[Record extracts Boundary: Start]
PR #4734, opened 2023-06-05
Fix bad formatting in the Kafka MirrorMaker capabilities guide

thild42:
"Nodes" title was merged with the info panel just before it because of a missing line feed.


OVH-Team-Guides:
Thanks for your contribution @thild42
[Record extracts Boundary: End]
* Aim of the task *
Reproduce every record word for word.

* Result for this exercise *
PR #4734, opened 2023-06-05
Fix bad formatting in the Kafka MirrorMaker capabilities guide

thild42:
"Nodes" title was merged with the info panel just before it because of a missing line feed.


OVH-Team-Guides:
Thanks for your contribution @thild42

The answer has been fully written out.